Durosimi O’Stoat pulled his overcoat tightly around him, in a forlorn effort to keep at bay the icy wind that was blowing in from the Atlantic. He hoped it would be worth his while, following Mr Squash for yet another long night of apparently aimless wandering. It puzzled Durosimi why the Sasquatch should have chosen to return to The Squid and Teapot at Christmas; after all, there is no good reason why anyone should be celebrating the season here on this most miserable of islands, Hopeless, Maine. The sorcerer, who was inclined to judge everyone by his own set of standards, could only conclude that the Sasquatch must have had an excellent, and probably dubious, motive to want to return.
For night after night, Durosimi trudged around after Mr Squash, keeping a safe distance downwind, and ducking into shadows at the slightest hint of discovery. When, after a week, and the whole enterprise seemed to be fruitless, he finally decided to cut his losses. It was during that eleventh hour that Durosimi overheard a snatch of conversation which, while heralding no clue as to why the Sasquatch had returned, made his catalogue of discomforts almost worthwhile.
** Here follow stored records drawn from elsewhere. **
PR #1554, opened 2023-04-07
coda point standard

rvilarl:
the point used with coda was 20, now making it standard to 39 they look much bigger but they follow now the creators' design.

### DIFF
--- a/src/staverepetition.ts
+++ b/src/staverepetition.ts
@@ -15,7 +15,7 @@ export class Repetition extends StaveModifier {
 
   static TEXT_FONT: Required<FontInfo> = {
     family: Font.SERIF,
-    size: 12,
+    size: Tables.NOTATION_FONT_SCALE / 3,
     weight: FontWeight.BOLD,
     style: FontStyle.NORMAL,
   };
@@ -192,7 +192,9 @@ export class Repetition extends StaveModifier {
       this.y_shift +
       Tables.currentMusicFont().lookupMetric('staveRepetition.symbolText.offsetY');
     if (draw_coda) {
-      Glyph.renderGlyph(ctx, symbol_x, y, 40, 'coda', { category: 'coda' });
+      Glyph.renderGlyph(ctx, symbol_x, y, Font.convertSizeToPointValue(this.textFont?.size) * 2, 'coda', {
+        category: 'coda',
+      });
     }
 
     ctx.fillText(text, text_x, y + 5);
--- a/src/fonts/common_metrics.ts
+++ b/src/fonts/common_metrics.ts
@@ -344,7 +344,6 @@ export const CommonMetrics = {
   // Details in Glyph.lookupFontMetrics.
   glyphs: {
     coda: {
-      point: 20,
       shiftX: -7,
       shiftY: 8,
     },


rvilarl:
Bravura (current first)
pptr-Stave Multiple_Staves_Volta_Test Bravura svg_current
pptr-Stave Multiple_Staves_Volta_Test Bravura svg_reference
Gonville (current first)
pptr-Stave Multiple_Staves_Volta_Test Gonville svg_current
pptr-Stave Multiple_Staves_Volta_Test Gonville svg_reference
Leland (current first)
pptr-Stave Multiple_Staves_Volta_Test Leland svg_current
pptr-Stave Multiple_Staves_Volta_Test Leland svg_reference
Petaluma (current first)
pptr-Stave Multiple_Staves_Volta_Test Petaluma svg_current
pptr-Stave Multiple_Staves_Volta_Test Petaluma svg_reference

sschmidTU:
image

I find it unlikely this is the "creators' design", it's ridiculously large, I've never seen a coda symbol remotely as big in any score.
It's also overlapping with the volta.

Here's one example of coda signs in a physical edition I found:
image
Even the second coda symbol near the end looks like it could be smaller.

rvilarl:
@sschmidTU I agree with you in Bravura but what about Gonville? I think that the current is better.

In the physical edition that you posted there are two interesting things:
1) There are two sizes of coda, what is the reason behind that
2) The big coda and the segno are quite similar in size. I would say same font size.

The Petaluma key numbers are also very big.

AaronDavidNewman:
>> There are two sizes of coda, what is the reason behind that

The coda in the 'to coda' symbol is often a little smaller than the symbol marking the start of the 'coda'.  There is only one of each in any piece of music, so you don't gain much by making it hard to see. 

We need better test cases.  In most of the music I've seen, the start of the coda is left-flush with the page, and vertically spaced from the rest of the tune.  Not sure why you would have a coda under a volta...

rvilarl:
@AaronDavidNewman thanks for the info. Here some examples from Musescore

Bravura
image
Gonville
image
Emmentaler
image

rvilarl:
@sschmidTU it seems that it is indeed the intention see

https://github.com/0xfe/vexflow/pull/1554

ronyeh:
Regardless, we should allow the vexflow developer to customize the default size of each glyph easily for each font. 

Right now we have a single common metrics file, but it should also load a Bravura, Petaluma, Gonville, Leland, etc file that overrides the common metrics defaults. 

These files can be empty by default, with comments to indicate how to override individual glyphs. 

In the past, each file was different, but in the current master we should start each file as an empty json object.

rvilarl:
> Regardless, we should allow the vexflow developer to customize the default size of each glyph easily for each font.
> 
> Right now we have a single common metrics file, but it should also load a Bravura, Petaluma, Gonville, Leland, etc file that overrides the common metrics defaults.
> 
> These files can be empty by default, with comments to indicate how to override individual glyphs.
> 
> In the past, each file was different, but in the current master we should start each file as an empty json object.

I am aiming to get rid of the Glyphs files in Vexflow5 in order to be able to load any Font. I am also aiming to use music and text fonts in the same way, it is difficult to support to have each letter with a differen size on a text in htmtl.

We will also have to move more in the direction of run-time calculations. I did already quite a few to get common metrics, but if we want to allow any glyph to have any size, it will be a step further.

rvilarl:
The size of the text in StaveRepetition was hardcoded. I have changed it to a run time calculation and have set the coda to double the calculated size.

pptr-Stave Multiple_Staves_Volta_Test Bravura svg_current
pptr-Stave Multiple_Staves_Volta_Test Gonville svg_current
pptr-Stave Multiple_Staves_Volta_Test Leland svg_current
pptr-Stave Multiple_Staves_Volta_Test Petaluma svg_current

sschmidTU:
@rvilarl Yes, Gonville looks better in current.
I'm not interested in Petaluma though. For Bravura, it's a different question.

ronyeh:
It's good that we are slowly moving toward the default sizes in the SMuFL fonts, but we need to make sure we aren't breaking the layouts (e.g., coda overlapping with volta brackets). 

If we continue accepting all these visual changes we will need to be clear that the 4.2 release is actually a big / breaking release. I hesitate to call it 5.0 even though it should be if we were following semver. 

In 4.2 we should allow people to revert to the older layout if possible (via metrics files that are empty by default).

ronyeh:
> Not sure why you would have a coda under a volta...

Right. :-) I agree with needing better test cases. Many of our test cases are contrived and shove as many symbols as possible into the same staff. So it's possible that we'd never run into the coda x volta layout issue in real life settings, haha.

mscuthbert:
> > Not sure why you would have a coda under a volta...
> 
> Right. :-) I agree with needing better test cases. Many of our test cases are contrived and shove as many symbols as possible into the same staff. So it's possible that we'd never run into the coda x volta layout issue in real life settings, haha.

(Aside): This is a real problem in lots of music tests.  For instance, Byrd's proposed OMRTestBed where some of the examples are things that I would hope any musically intelligent OMR system pauses before trying to parse, like line one where the same whole rest is represented 4 different ways without reason (A smart system: are we sure one of those rests isn't a note?) or the last line (What instrument uses alto clef, one staff, and pedal marks?  One of those must be wrong).  And I don't even know if the same-pitch notes on line 2 are meant to be slurred or tied?  (If slurred, why doesn't the slur fully encompass the notes?  If tied, why not just write them as a half note?)

TP3_QT3_600

ronyeh:
If one of the goals of these PRs is to follow the font designer's original design, we should find engraved examples from the font creator to compare our VexFlow output with.

For example, Bravura was designed for Dorico.

https://www.smufl.org/fonts/

Can we get an example engraved with Dorico that includes the coda symbols. Are they also huge in Dorico?

rvilarl:
@ronyeh see https://github.com/steinbergmedia/petaluma/issues/17

ronyeh:
> @ronyeh see [steinbergmedia/petaluma#17](https://github.com/steinbergmedia/petaluma/issues/17)

But comment was for Petaluma. I am using Dorico (which I believe defaults to Bravura) and the default Coda symbol is approximately the size of the capital letter C. 

I'll try to generate an example to share.

Regardless, it seems useful to allow the developer to customize the size if they desire (although we should pick a good default).

ronyeh:
Here are the two Dorico projects:
[Coda.zip](https://github.com/0xfe/vexflow/files/11424105/Coda.zip)

The way I compare the size of coda glyphs is to compare it with the vertical distance between any two staff lines. So how many line spaces tall should a coda glyph be?

I think the examples in this PR are too big (at least the first coda sign). The SMuFL fonts only provide a single coda glyph. How come we make one coda glyph bigger than the other?

rvilarl:
> The way I compare the size of coda glyphs is to compare it with the vertical distance between any two staff lines. So how many line spaces tall should a coda glyph be?

I would say 2 in dorico.

> I think the examples in this PR are too big (at least the first coda sign). The SMuFL fonts only provide a single round coda glyph (and one rectangular coda glyph). How come we make one coda glyph bigger than the other in our tests?

Simon (sschmidTU) provide an example above with 2 sizes. Codas are used in two clases `TextNote` and `StaveRepetition`. `TextNote` is using the default and `StaveNote` the size of the text * 2.

src/staverepetition.ts
```diff
@@ -192,7 +192,9 @@ export class Repetition extends StaveModifier {
       this.y_shift +
       Tables.currentMusicFont().lookupMetric('staveRepetition.symbolText.offsetY');
     if (draw_coda) {
-      Glyph.renderGlyph(ctx, symbol_x, y, 40, 'coda', { category: 'coda' });
+      Glyph.renderGlyph(ctx, symbol_x, y, Font.convertSizeToPointValue(this.textFont?.size) * 2, 'coda', {
```
ronyeh, line 195: Maybe the hardcoded 2 should be customizable in the future? Perhaps I don't want my coda to be that huge? I could set it to 1 instead....

ronyeh (approved):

“If the need arises,” he heard Mr Squash declare to Reggie Upton, “I can always build another portal to Tibet, or, indeed, to anywhere I choose. They’re not difficult to do.”
Durosimi held no illusions that Mr Squash would let him in on his secrets, but it was enough to know that these mysterious portals had been man-made (or Sasquatch-made in this instance) and not some natural phenomenon that could never be replicated. Durosimi was confident that, if the business of building a portal could be achieved by some overgrown neanderthal (his words), then he, the greatest sorcerer in the Northern Hemisphere (again, his words, unsurprisingly), would, with the application of his genius, be able to produce something at least as wonderful, if not better.
With these thoughts in his head, and the metaphorical bit lodged firmly between his teeth, Durosimi was now totally convinced that somewhere in his formidable library, hidden in that vast assortment of ancient tomes, forbidden grimoires, therimoires, diabologues, spell-books and an almost complete set of farmers’ almanacs, would lie the secret words which would open a portal to anywhere in the world, or, who knows, even the universe.
Over the following week, anyone passing Durosimi’s window might have spotted him at any hour of the day or night, bent over a manuscript of some description, or wrestling with a huge, leather bound book. His candles were burning from dusk until dawn, for having embarked upon this quest, he refused to eat or sleep until he had found the treasure that he was seeking.
One grey, misty morning Durosimi burst through his front door and exclaimed to the world, in triumph,
“I have it!”
Doc Willoughby, who happened to be passing by, hoped that, whatever it was that Durosimi had, it wasn’t contagious. To be on the safe side, he looked him over with a wary eye. Even Doc’s limited medical expertise could detect that Durosimi was not quite as he should be. His tired eyes glowed with a wild light, and he appeared to have lost weight. His skin was as yellow as the parchment he held in his shaking hands.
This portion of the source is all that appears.